The Capital Markets Company (UK) Ltd.
- Company type: Subsidiary
- Industry: Management consulting
- Founded: 1998; 28 years ago in Belgium as The Capital Markets Company NV
- Founder: Rob Heyvaert
- Headquarters: London, United Kingdom
- Area served: Worldwide
- Key people: Anne-Marie Rowland (CEO)
- Services: IT Consulting, management consulting, energy consulting
- Number of employees: 6,500+
- Parent: Wipro
- Website: www.capco.com

= Capco =

Business consultancy company

Capco is a British business and technology management consultancy, operating primarily in the financial services and energy sectors. Capco's operational headquarters are in London, England (approx. 1,500 consultants), with 32 offices across the Americas, Europe, and Asia Pacific.
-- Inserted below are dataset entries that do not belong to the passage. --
PR #34, opened 2019-11-05
Add XML formatting to DMN/BPMN editor outputs

### LINKED ISSUE #31: pretty print the xml edited by the kogito plugin so github diff view actually works
i.e. trying to use editor editing https://github.com/quarkusio/quarkus-quickstarts/blob/master/using-kogito/src/main/resources/org/acme/kogito/persons.bpmn2 you end up with a massive diff just to change the position of a box.

The actual diff is just a single parameter change.

if the plugin would pretty print the generated xml this would be  a much smoother experience.

tiagobento:
This PR partially fixes #31.

There's still the issue with the ids on the BPMN editor, but diffs are now better than a one-liner.

### DIFF
--- a/packages/chrome-extension/package.json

The company offers services primarily in banking, capital markets, wealth and investment management, insurance, finance, risk & compliance. It also has an energy consulting practice in the US.

==History==
Capco was founded in Belgium in 1998 by Rob Heyvaert as 'The Capital Markets Company NV'. It had offices in Antwerp, London, Toronto, New York, Warsaw, and Frankfurt. In 2001, the company rebranded itself to Capco, and the first issue of the Capco Journal of Financial Transformation was published by The Capco Institute.

In 2015, Rob Heyvaert left Capco with Lance Levy taking over as Capco CEO.

In 2010, Fidelity National Information Services (FIS) signed a deal with Symphony Technology Group to buy Capco for approximately $300 million.

In 2017, FIS sold a majority stake in Capco to Clayton, Dubilier & Rice (CD&R), a private equity firm based in New York, making Capco an independent company again. FIS continues to retain a 40 percent equity interest in the company.

On 4 March 2021, Wipro announced that it had acquired Capco for US$1.45 billion. The deal was completed on 29 April.

== Acquisitions ==
- 2007 - British-based City Practitioners Limited for an undisclosed sum.
- 2019 - Atom Solutions, a Houston-based IT firm.
- 2020 - Creative Construction, a Germany-based digital consultancy.